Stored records
########################################

PR #67955, opened 2023-08-30
Object creator merge windows into a tabbed view

snipercup:
#### Summary
Interface "Merge Object Creator windows into a tabbed view"

#### Purpose of change
To be able to switch between editors more easily. Before this change, you had to re-open the object creator to pick a different window. 

#### Describe the solution
- Remove everything from the main window and replace it with a tabbed view
- Have the separate windows be a tab in the tabbed view
- This is mostly just a functional change. I basically didn't do anything on the existing UI elements

- Instead of a tabbed view, I tried to do a menu bar with a 'navigation' option. When a option from the navigation menu was selected, it would open the window corresponding to the selected menu item. You could have 1 window open at a time (like the tabbed view) but the new windows would change position and size and it's not as convenient as the tabbed view.
- In the long term, I'd like it to work like a web browser, where you have your tabbed view and it lets you pop-out one of the tabs so you can get the most out of your multi-screen setup.

#### Testing
On windows and linux:
- Checked that all the controls are functional
- Mods are loaded in correctly

On windows:

Spell tab:

image

Item group tab:

image

Mod selection tab:

image

On Linux:
[Screencast from 30.08.2023 20:43:24.webm](https://github.com/CleverRaven/Cataclysm-DDA/assets/50166150/01425f35-cdec-4650-a892-6f1a5cafb752)

#### Additional context
I looked back at KorgGent's work but couldn't find anything about the broaded design of the Object Creator itself. I have some ideas, but if you think about what the Object Creator can do for us and how it will grow, I feel like it will be a good idea to come up with some good design concepts. If someone wants to exchange ideas I'm all for it.

### DIFF
--- a/object_creator/creator_main_window.cpp
+++ b/object_creator/creator_main_window.cpp
@@ -5,14 +5,13 @@
 #include "mod_selection_window.h"
 #include "enum_conversions.h"
 #include "translations.h"
-#include "worldfactory.h"
-#include "mod_manager.h"
 
 #include <QtWidgets/qapplication.h>
 #include <QtWidgets/qmainwindow.h>
 #include <QtWidgets/qpushbutton.h>
-#include <QtCore/QSettings>
 #include <QtWidgets/qstackedwidget.h>
+#include <QtWidgets/qmenubar.h>
+
 
 namespace io
 {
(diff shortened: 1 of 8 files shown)


Maleclypse:
It looks very cool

########################################

(WORK ORDER):
Take the lines from the top of the data through the one that contains "--- a/object_creator/creator_main_window.cpp" and copy them exactly, leaving out every line after it.

(FINISHED EXERCISE):
PR #67955, opened 2023-08-30
Object creator merge windows into a tabbed view

snipercup:
#### Summary
Interface "Merge Object Creator windows into a tabbed view"

#### Purpose of change
To be able to switch between editors more easily. Before this change, you had to re-open the object creator to pick a different window. 

#### Describe the solution
- Remove everything from the main window and replace it with a tabbed view
- Have the separate windows be a tab in the tabbed view
- This is mostly just a functional change. I basically didn't do anything on the existing UI elements

- Instead of a tabbed view, I tried to do a menu bar with a 'navigation' option. When a option from the navigation menu was selected, it would open the window corresponding to the selected menu item. You could have 1 window open at a time (like the tabbed view) but the new windows would change position and size and it's not as convenient as the tabbed view.
- In the long term, I'd like it to work like a web browser, where you have your tabbed view and it lets you pop-out one of the tabs so you can get the most out of your multi-screen setup.

#### Testing
On windows and linux:
- Checked that all the controls are functional
- Mods are loaded in correctly

On windows:

Spell tab:

image

Item group tab:

image

Mod selection tab:

image

On Linux:
[Screencast from 30.08.2023 20:43:24.webm](https://github.com/CleverRaven/Cataclysm-DDA/assets/50166150/01425f35-cdec-4650-a892-6f1a5cafb752)

#### Additional context
I looked back at KorgGent's work but couldn't find anything about the broaded design of the Object Creator itself. I have some ideas, but if you think about what the Object Creator can do for us and how it will grow, I feel like it will be a good idea to come up with some good design concepts. If someone wants to exchange ideas I'm all for it.

### DIFF
--- a/object_creator/creator_main_window.cpp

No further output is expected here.